La Società Enologica si era formata tra i più importanti
proprietari terrieri del luogo ed aveva una grande importanza, non
solo per la storia locale, ma anche perché rappresentava uno dei
primi esempi di associazione e di scambio di conoscenze
tecnologiche. La Società usava già un elegante marchio quando il
vino, se messo in bottiglia, aveva al massimo una rudimentale
etichetta. Essa si impegnò a partecipare a varie esposizioni, tra
cui quella mondiale di Philadelphia del 1876 e quella di Parigi del
1878, in un periodo in cui i rapporti tra produzione e vendita
erano di carattere locale o al massimo provinciale.

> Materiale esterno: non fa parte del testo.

PR #1993, opened 2024-09-26
handle import validation edge cases

bcb37:
Fixes validation for imports of segments, feature flags and experiments for the following valid json file contents:
- [empty file]
- "abc"
- ""

### DIFF
--- a/backend/packages/Upgrade/src/api/services/ExperimentService.ts
+++ b/backend/packages/Upgrade/src/api/services/ExperimentService.ts
@@ -1513,10 +1513,16 @@ export class ExperimentService {
 
     const validationErrors = await Promise.allSettled(
       experimentFiles.map(async (experimentFile) => {
-        let experiment = JSON.parse(experimentFile.fileContent);
-
+        let experiment;
+        try {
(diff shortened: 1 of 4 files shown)


zackcl:
I tested importing the JSON files you mentioned and they all seem to work fine and display the "Invalid JSON format" message on the import modal, except when importing a JSON file with contents `"abc"` or `""` on the "Import Segments" modal. When I import these files, I get a long weird error message instead of "Invalid JSON format".

Screenshot 2024-09-27 at 7 45 14 PM

bcb37:
> I tested importing the JSON files you mentioned and they all seem to work fine and display the "Invalid JSON format" (or "Incompatible") message on the import modal, except when importing a JSON file with contents `"abc"` or `""` on the "Import Segments" modal. When I import these files, I get a long weird error message instead of "Invalid JSON format".
> 
> Screenshot 2024-09-27 at 7 45 14 PM

This is expected, the way segments validation is set up. Those two examples are technically valid JSON, so the segment validator fills in the missing attributes as undefined values. The long message is reporting each of the missing attributes (which is all of them, in this case).

VivekFitkariwala (approved):

PR #1996, opened 2024-09-30
Add 'System' Username to Audit Logs Generated with API Requests

### LINKED ISSUE #1983: Add Username to Audit Logs Generated with API Requests
Currently, the audit logs generated with API requests (e.g., create/delete experiment) don't have a username since the requests are made using an access token generated with a service account.

Screenshot 2024-09-26 at 1 10 48 AM

The audit logs generated with API requests should display the specific account user in some way (e.g., service account ID).

**Additional context**
Related issue: https://github.com/CarnegieLearningWeb/UpGrade/issues/1413 (closed)

zackcl:
Resolves #1983 

This PR adds 'System' username to audit logs generated with API requests. This was done by including system@gmail.com to the payload's email so that the existing [systemUserDoc](https://github.com/CarnegieLearningWeb/UpGrade/blob/dev/backend/packages/Upgrade/src/init/seed/systemUser.ts) can be used in this case. I had to also include `hd` to bypass the domain name checking.

```
payload = {
    hd: env.google.domainName,
    email: 'system@gmail.com',
};
```

Here's the screenshot of audit logs displaying the logs with 'System' username instead of empty username after this change:
Screenshot 2024-09-30 at 7 08 13 PM

### DIFF
--- a/backend/packages/Upgrade/src/auth/AuthService.ts
+++ b/backend/packages/Upgrade/src/auth/AuthService.ts
@@ -44,10 +44,11 @@ export class AuthService {
         if (!tokenInfo || !serviceAccountIds.includes(tokenInfo.aud)) {
           throw new Error('Invalid or unauthorized access token');
         }
+        payload = {
+          hd: env.google.domainName,
+          email: 'system@gmail.com',
+        };
         request.logger.info({ message: 'Access token validated' });
-        // For service account access tokens, we'll return null
-        // We might want to implement specific handling for service accounts here
-        return null;
       } catch (error) {
         request.logger.error(error);
         throw error;


danoswaltCL:
Better than blank for sure, a google service account "user" does have an email and user-like metadata associated with it though if you want to be more explicit: `test-app@upgrade-280713.iam.gserviceaccount.com`. I'm fine with saying "System" just to not be blank though.

image

danoswaltCL (approved):

zackcl:
> Better than blank for sure, a google service account "user" does have an email and user-like metadata associated with it though if you want to be more explicit: test-app@upgrade-280713.iam.gserviceaccount.com. I'm fine with saying "System" just to not be blank though.

Yeah, that would be better, but I'm not sure how to extract the email from a service account access token.

The `tokenInfo` (`const tokenInfo = await client.getTokenInfo(token);`) doesn't include anything like email or name as I checked.

PR #1999, opened 2024-10-01
Import will remove segments with Warning

RidhamShah:
Solve
- Added context to be matched for import FeatureFlag's Segment else throw as WARNING
- The Segments that are throwing warnings are ignored while importing


backend/packages/Upgrade/src/api/services/FeatureFlagService.ts
```diff
@@ -60,7 +60,8 @@ export class FeatureFlagService {
     @InjectRepository() private experimentAuditLogRepository: ExperimentAuditLogRepository,
     @InjectDataSource() private dataSource: DataSource,
     public experimentAssignmentService: ExperimentAssignmentService,
-    public segmentService: SegmentService
+    public segmentService: SegmentService,
+    private segmentArray = []
```
VivekFitkariwala, line 64: This service instance is used for multiple http requests and it is possible that it get overwritten by another request. You should not use private variable in the service.

VivekFitkariwala (changes requested):

ppratikcr7 (approved):

PR #130, opened 2015-03-12
Add GoVet pre-commit hook

sectioneight:
From the docs:

    https://godoc.org/golang.org/x/tools/cmd/vet

    Vet examines Go source code and reports suspicious constructs, such
    as Printf calls whose arguments do not align with the format
    string. Vet uses heuristics that do not guarantee all reports are
    genuine problems, but it can find errors not caught by the
    compilers.

Note some shennanigans around detecting whether the tool is installed. When you run `go get golang.org/x/tools/cmd/vet` it does not install a binary in your path; rather you invoke it with `go tool vet` which will exit with an error message if the utility is not installed. I am not sure if there is prior art in this repo for doing this in a better way; please feel free to suggest one!

### DIFF
--- a/config/default.yml
+++ b/config/default.yml
@@ -142,6 +142,13 @@ PreCommit:
     install_command: 'go get github.com/golang/lint/golint'
     include: '**/*.go'
 
+  GoVet:
+    description: 'Analyzing with go vet'
+    required_executable: 'go'
+    flags: ['tool', 'vet']
+    install_command: 'go get golang.org/x/tools/cmd/vet'
+    include: '**/*.go'
+
   HamlLint:
     description: 'Analyzing with haml-lint'
     required_executable: 'haml-lint'
--- a/lib/overcommit/hook/pre_commit/go_vet.rb
+++ b/lib/overcommit/hook/pre_commit/go_vet.rb
@@ -1,0 +1,20 @@
+module Overcommit::Hook::PreCommit
+  # Runs `go vet` against any modified Golang files.
+  class GoVet < Base
+    def run
+      result = execute(command + applicable_files)
+      return :pass if result.success?
+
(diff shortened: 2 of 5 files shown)


lib/overcommit/hook/pre_commit/go_vet.rb
```diff
@@ -0,0 +1,20 @@
+module Overcommit::Hook::PreCommit
+  # Runs `go vet` against any modified Golang files.
+  class GoVet < Base
+    def run
+      result = execute(command + applicable_files)
+      return :pass if result.success?
+
+      if result.stderr =~ /no such tool "vet"/
+        return :warn, "`go tool vet` is not installed#{install_command_prompt}"
```
sds: We've recently changed the preferred failure mode for dependencies to actually `:fail` instead of `:warn`. If you have the hook enabled, it should fail unless it actually ran successfully.

config/default.yml
```diff
@@ -142,6 +142,13 @@ PreCommit:
     install_command: 'go get github.com/golang/lint/golint'
     include: '**/*.go'
 
+  GoVet:
+    description: 'Analyzing with go vet'
+    command: 'go'
```
sds: Typically we use `required_executable` for this.

sds:
Yeah, we don't have a way to specify that a package under a particular toolchain exists, only that an executable itself exists. I'm not sure this is something for which a general catch all solution exists, but I'm open to one if you're interested in adding one.

Otherwise, having the hook fail when `vet` isn't available would be the preferred behavior.

sds:
Merged in 8de6506158a9f0dffcf56fd1f4807cd3d03bcfaa. Thanks!

sectioneight:
wheee, thanks shane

Alfredo Bertolani, che aveva avuto relazioni
commerciali con la Società Enologica Scandianese per anni, acquisì
parte delle sue attrezzature quando essa smise l'attività e, nel
1925, fondò la propria azienda, mettendo a frutto le sue profonde
conoscenze sui terreni e sulle uve del territorio scandianese. Il
suo motto, sempre valido, era "Semplicità, onestà e pulizia".
L'azienda sin dalla fondazione è a conduzione familiare, e ad
affian
care Alfredo, oltre alla moglie, ci sono i due
figli Vincenzo e Nemesio.
Passata quasi indenne attraverso la seconda guerra mondiale,
la Cantina Bertolani, sempre nel segno della qualità dei prodotti,
si espande.
Negli anni 70 l'ingresso nell'attività di uno dei nipoti di
Alfredo, Giancarlo, porta nuovi impulsi ed un significativo
avanzamento delle tecnologie, con l'inserimento di vini fermentati
col metodo Charmat, che gradualmente sostituiscono quelli con la
tradizionale fermentazione naturale in bottiglia.
Poi, negli anni 80, è il momento dell'introduzione
dell'"imbottigliamento sterile" al posto della pastorizzazione.
Entrambe le tecnologie tendono alla stabilizzazione del vino in
bottiglia, ma, mentre con la pastorizzazione il vino è portato ad
alte temperature, l'imbottigliamento sterile si effettua a basse
temperature, ed è molto più rispettoso della qualità.
Negli anni 90 l'attenzione si focalizza sul controllo
dell'ossidazione del vino e, con nuove attrezzature, si affronta
"l'imbottigliamento in atmosfera modificata" che evita il contatto
del vino con l'aria e quindi l'ossidazione che ne consegue.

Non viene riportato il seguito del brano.